Su amante hacia que emergiera su lado
admirable, lleno de belleza, desbordante, así como hace el amor a las almas que
se dejan tocar, así se dejó él al opio, era magnifico desde entonces, no fue
una mujer sino el opio, cuanta genialidad irradiaba.
A lo largo de la historia es bien
sabido que mucho dones han despertado por el beso del alcohol, por el roce de
un cigarro, por la mirada del opio, cuantos dones los de los simples mortales,
dones que jamás descubren por si solos, cuanta ayuda necesitan los hombres
después de todo.
El nuestro, nuestro hombre jamás fue
tan brillante como en ese celebre bar de los atormentados, muchos perecieron,
tantas obras se desvanecieron en el pérfido aire de ese lugar, llenándolo sin
embargo de tanta vida, de tanto arte.
Siempre había sido flemático y de un
pálido enfermizo pero luego de ser tomado por el opio y de sus bailes con el
alcohol, luego no llegaba a flemático, no era más que huesos andantes sin
carne, ya no era pálido, no era de ningún color antes divisado, la vida se
extinguía de su cuerpo y sin embargo él jamás estuvo tan vivo.
No llegó a despedirse del opio, el alcohol
tomo sus últimos instantes en esta tierra, bailando con él como nunca antes
había hecho, le dejó agotado en el suelo, sonriendo por recuerdos embellecidos
debido a la presencia del whisky, recordaba sus enormes gafas de niño, sus
correteos con una dulce niña, las noches de cuentos de su madre cuando yacía
enfermo en cama, los besos con esa mujer de ébano, las noches de juegos con sus
amigos, las partidas intensas de ajedrez, los paseos por la villa cada tarde,
cada momento de su vida aparecía uno tras otro, las lagrimas brotaron cuando ya
el whisky se había marchado, cuando ya no había escape al dolor, cuando
entendió su soledad, cuando se desgarro por la realidad y su genialidad huyo y
su debilidad lo tomó, desesperó por el opio pero ya era muy tarde no alcanzaría
a su amada, todo lo abandonaría.

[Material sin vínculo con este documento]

PR #125, opened 2024-07-31
fix: FOAS Prod GH Action creates wrong issue

andreaangiolillo:
## Proposed changes
This PR fixes a bug with the FOAS GH action that creates multiple issue when one step fails

fixes: #123


.github/workflows/optional-spec-validations.yml
```diff
@@ -41,7 +42,7 @@ jobs:
           npx -- @stoplight/spectral-cli@"${SPECTRAL_VERSION}" lint ./tmp/collection.json --ruleset=./validation/spectral.yaml
           popd
       - name: Create Issue
-        if: ${{ failure() }}
+        if: ${{ failure() && steps.spectral-validation.outcome == 'failure' }}
```
blva, line 45: can you explain a bit how this fix the issue? (newbie)

blva (approved):

.github/workflows/optional-spec-validations.yml
andreaangiolillo: sure

` failure() && steps.spectral-validation.outcome == 'failure'`
` failure()` check if the overall GH action has failed.
`steps.spectral-validation.outcome == 'failure'` makes sure that the step with the id `spectral-validation` has failed 

Only if both conditions are satisfied, the Create Issue step will run.

Before the fix, the only condition to create the issue was that the overall action has failed.

PR #140, opened 2024-08-07
CLOUDP-26613: add normalization to the changelog

andreaangiolillo:
## Proposed changes

_Jira ticket:_ CLOUDP-26613

This PR adds support for the first step of the API Changelog which is normalizing the input specs.

### DIFF
--- a/tools/cli/internal/cli/changelog/create.go
+++ b/tools/cli/internal/cli/changelog/create.go
@@ -43,7 +43,7 @@ func (o *Opts) Run() error {
 		return err
 	}
 
-	fmt.Print("Normalizing the v2.json spec...\n")
+	fmt.Print("Printing the basr v2.json spec normalized...\n")
 	base, err := json.MarshalIndent(*changelog.Base, "", "  ")
 	if err != nil {
 		return err
--- a/tools/cli/internal/cli/changelog/create.go
+++ b/tools/cli/internal/cli/changelog/create.go
@@ -15,20 +15,42 @@
 package changelog
 
 import (
+	"encoding/json"
+	"fmt"
+
 	"github.com/mongodb/openapi/tools/cli/internal/cli/flag"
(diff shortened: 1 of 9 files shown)


tools/cli/internal/cli/changelog/create.go
```diff
@@ -15,20 +15,42 @@
...
-	dryRun       bool
+	fs              afero.Fs
+	basePath        string
+	revisionPath    string
+	exceptionsPaths string
+	dryRun          bool
 }
 
 func (o *Opts) Run() error {
+	changelog, err := openapi.NewChangelog(
```
blva, line 37: [nit] could we clean up test code and add e2e for the command?

tools/cli/internal/openapi/openapi3.go
```diff
@@ -59,6 +61,35 @@ func (o *OpenAPI3) CreateOpenAPISpecFromPath(path string) (*load.SpecInfo, error
...
+	if err != nil {
+		return nil, err
+	}
+	return &load.SpecInfo{
+		Spec: spec,
+	}, nil
+}
+
+// normalizeMediaType replaces versioned media types (e.g. application/vnd.atlas.2023-01-01) with standard media types (e.g. application/json).
+func normalizeMediaType(sourceFile []byte) string {
```
blva, line 82: [q] can we add unit test for this?

tools/cli/internal/cli/changelog/create.go
andreaangiolillo: the command is not doing anything beside the normalization, if we add the e2e test now we will need to change it completely once the command create the actual changelog. I think we can wait for e2e tests since the command is not ready

tools/cli/internal/openapi/openapi3.go
andreaangiolillo: updated

blva (approved):

PR #143, opened 2024-08-07
CLOUDP-266130: Add changelog core logic

andreaangiolillo:
## Proposed changes

_Jira ticket:_ CLOUDP-266130

This PR adds changelog core logic to FOAS CLI

```bash
./bin/foascli changelog create -b ~/Downloads/test/base -r ~/Downloads/test/revision -e ~/Downloads/test/exceptions.yaml                         
Printing the checks
[
  {
    "Attributes": null,
    "Id": "api-schema-removed",
    "Args": [
      "AzureHardwareSpec20250101"
    ],
    "Comment": "",
    "Level": 3,
    "Component": "schemas",
    "SourceFile": "",
    "SourceLine": 0,
    "SourceLineEnd": 0,
    "SourceColumn": 0,
    "SourceColumnEnd": 0
  },
.....
]
```

### DIFF
--- a/tools/cli/internal/openapi/openapi.go
+++ b/tools/cli/internal/openapi/openapi.go
@@ -97,14 +97,14 @@ func NewChangelog(base, revision, exceptionFilePath string) (*Changelog, error) 
 
 	changelogConfig := checker.NewConfig(
 		checker.GetAllChecks()).WithOptionalChecks(breakingChangesAdditionalCheckers).WithDeprecation(deprecationDaysBeta, deprecationDaysStable)
-	
-		return &Changelog{
+
+	return &Changelog{
 		Base:              baseSpec,
 		Revision:          revisionSpec,
 		ExceptionFilePath: exceptionFilePath,
 		Config:            changelogConfig,
 		OasDiff: &OasDiff{
-			base:   baseSpec,
+			base:     baseSpec,
 			external: revisionSpec,
 			config: &diff.Config{
 				IncludePathParams: true,
--- a/tools/cli/internal/openapi/openapi.go
+++ b/tools/cli/internal/openapi/openapi.go
@@ -97,11 +97,19 @@ func NewChangelog(base, revision, exceptionFilePath string) (*Changelog, error) 
 
 	changelogConfig := checker.NewConfig(
 		checker.GetAllChecks()).WithOptionalChecks(breakingChangesAdditionalCheckers).WithDeprecation(deprecationDaysBeta, deprecationDaysStable)
-	return &Changelog{
+	
+		return &Changelog{
 		Base:              baseSpec,
 		Revision:          revisionSpec,
 		ExceptionFilePath: exceptionFilePath,
 		Config:            changelogConfig,
+		OasDiff: &OasDiff{
+			base:   baseSpec,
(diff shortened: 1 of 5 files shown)


tools/cli/internal/openapi/openapi.go
```diff
@@ -97,11 +97,19 @@ func NewChangelog(base, revision, exceptionFilePath string) (*Changelog, error)
...
+
 	return &Changelog{
 		Base:              baseSpec,
 		Revision:          revisionSpec,
 		ExceptionFilePath: exceptionFilePath,
 		Config:            changelogConfig,
+		OasDiff: &OasDiff{
+			base:     baseSpec,
+			external: revisionSpec,
+			config: &diff.Config{
```
blva, line 109: similar to breaking changes, we need to keep the same config so that we classify all changes the same
Reference:
https://github.com/mongodb/openapi/blob/97a837768a48e1b562a9b9be8232126aec05f783/tools/cli/internal/openapi/openapi.go#L99


should we then use changelogConfig here?

tools/cli/internal/openapi/openapi.go
```diff
@@ -97,11 +97,19 @@ func NewChangelog(base, revision, exceptionFilePath string) (*Changelog, error)
 
 	changelogConfig := checker.NewConfig(
 		checker.GetAllChecks()).WithOptionalChecks(breakingChangesAdditionalCheckers).WithDeprecation(deprecationDaysBeta, deprecationDaysStable)
+
 	return &Changelog{
 		Base:              baseSpec,
 		Revision:          revisionSpec,
 		ExceptionFilePath: exceptionFilePath,
 		Config:            changelogConfig,
+		OasDiff: &OasDiff{
```
blva, line 106: we have also been using --flatten flag, can you check if there is a way to define this in oasdiff config? if not, we can create a ticket to investigate if we can use the flattening somehow, and i can check or we can try to contribute, but I don't think it's a blocker for this PR

tools/cli/internal/openapi/openapi.go
andreaangiolillo: those are two different config, the changelog uses `*checker.Config` and diff use `*diff.Config`

blva: oh got it! then we need to add the optional checks to the diff as well if possible (if not feel free to resolve)

tools/cli/internal/openapi/openapi.go
andreaangiolillo: updated

tools/cli/internal/openapi/openapi.go
andreaangiolillo: no, there is no option for optionals checks in the Diff. I am using the same Diff.config we use for the merge command

this is the config for the Diff
```go
/ Config includes various settings to control the diff
type Config struct {
	PathFilter              string
	FilterExtension         string
	PathPrefixBase          string
	PathPrefixRevision      string
	PathStripPrefixBase     string
	PathStripPrefixRevision string
	ExcludeElements         utils.StringSet
	IncludePathParams       bool
}
```

blva (approved):

PR #148, opened 2024-08-08
CLOUDP-266435: add the transformation logic for enum

andreaangiolillo:
## Proposed changes

_Jira ticket:_ CLOUDP-266435


tools/cli/internal/changelog/outputfilter/squash.go
```diff
@@ -150,6 +160,19 @@ func squashEntriesByValues(
 	return result, nil
 }
 
+func replaceOnlyFirstOccurrence(template, valuesToAddToTemplate string) string {
```
blva, line 163: [nit] can we add a comment somewhere on why we need to ensure replacing only the first occurrence?

blva (approved):

tools/cli/internal/changelog/outputfilter/squash.go
andreaangiolillo: sure, I will address this comment in the next PR

PR #150, opened 2024-08-09
CLOUDP-266443: Add support to handle hidden entries in changelog

blva:
## Proposed changes

_Jira ticket:_ CLOUDP-266443

## Checklist


tools/cli/internal/changelog/changelog.go
```diff
@@ -42,10 +42,10 @@ type Metadata struct {
 	Revision          *load.SpecInfo //  the new spec to compare against the base
 	Config            *checker.Config
 	OasDiff           *openapi.OasDiff
-	ExceptionFilePath string
+	ExemptionFilePath string
```
andreaangiolillo, line 45: oh wow I've just noticed that the file name is Exemption not exception 🤦

tools/cli/internal/breakingchanges/exemptions.go
```diff
@@ -57,7 +61,8 @@ func transformComponentEntry(breakingChangeDescription string) string {
 	return breakingChangeDescription
 }
 
-func getValidExemptionsList(exemptionsPath string, ignoreExpiration bool, fs afero.Fs) ([]Exemption, error) {
+// GetValidExemptionsList returns a list of exemptions. If ignoreExpiration is set to true, it will return all exemptions.
+func GetValidExemptionsList(exemptionsPath string, ignoreExpiration bool, fs afero.Fs) ([]Exemption, error) {
```
andreaangiolillo, line 65: I think we could use `os.Open` instead of afero since it doesn't bring any value using it here but we are passing it as input params from different functions

tools/cli/internal/breakingchanges/exemptions.go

Se vio entonces, vio quien era con claridad,
nada puede ser tan doloroso como eso, comenzó a gritar, pedía papel y tinta, se
la alcanzaron en medio de la desesperación, extinguiéndose trazó con sus dedos
estas palabras "¡Huyan! ¡Huyan!" perdió el conocimiento y todo de sí,
allí entre estos hombres, entre las últimas piezas de Hamlet, entre El Corazón
de las Tinieblas, entre Goriot y Moriarty.